[Stored data entries]
-- Opening Marker --

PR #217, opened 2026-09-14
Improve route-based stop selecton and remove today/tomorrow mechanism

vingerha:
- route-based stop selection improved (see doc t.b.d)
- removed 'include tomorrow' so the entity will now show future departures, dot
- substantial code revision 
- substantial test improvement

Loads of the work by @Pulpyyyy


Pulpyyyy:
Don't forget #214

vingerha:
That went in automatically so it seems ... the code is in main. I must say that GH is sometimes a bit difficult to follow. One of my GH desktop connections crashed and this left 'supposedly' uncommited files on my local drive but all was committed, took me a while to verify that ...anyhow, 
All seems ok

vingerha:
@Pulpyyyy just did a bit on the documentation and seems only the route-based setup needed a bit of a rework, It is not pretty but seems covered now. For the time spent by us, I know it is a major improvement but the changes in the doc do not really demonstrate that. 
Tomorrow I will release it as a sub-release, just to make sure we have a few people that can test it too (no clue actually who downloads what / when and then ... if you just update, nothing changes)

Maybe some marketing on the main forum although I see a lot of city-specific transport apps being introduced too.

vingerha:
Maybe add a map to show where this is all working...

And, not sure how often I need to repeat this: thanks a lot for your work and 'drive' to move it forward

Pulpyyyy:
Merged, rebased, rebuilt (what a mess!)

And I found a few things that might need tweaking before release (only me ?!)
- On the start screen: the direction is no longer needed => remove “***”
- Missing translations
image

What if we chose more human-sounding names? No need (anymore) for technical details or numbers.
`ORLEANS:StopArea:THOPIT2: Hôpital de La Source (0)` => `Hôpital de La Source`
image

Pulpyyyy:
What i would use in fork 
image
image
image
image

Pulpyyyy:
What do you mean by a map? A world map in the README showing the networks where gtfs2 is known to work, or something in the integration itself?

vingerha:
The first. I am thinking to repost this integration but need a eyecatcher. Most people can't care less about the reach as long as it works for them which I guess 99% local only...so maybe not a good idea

-- Closing Marker --

**PROBLEM REQUIREMENTS**
Extract all lines from the data in which "where" is found.

**ANSWER TO THIS PROBLEM**
Maybe add a map to show where this is all working...
What do you mean by a map? A world map in the README showing the networks where gtfs2 is known to work, or something in the integration itself?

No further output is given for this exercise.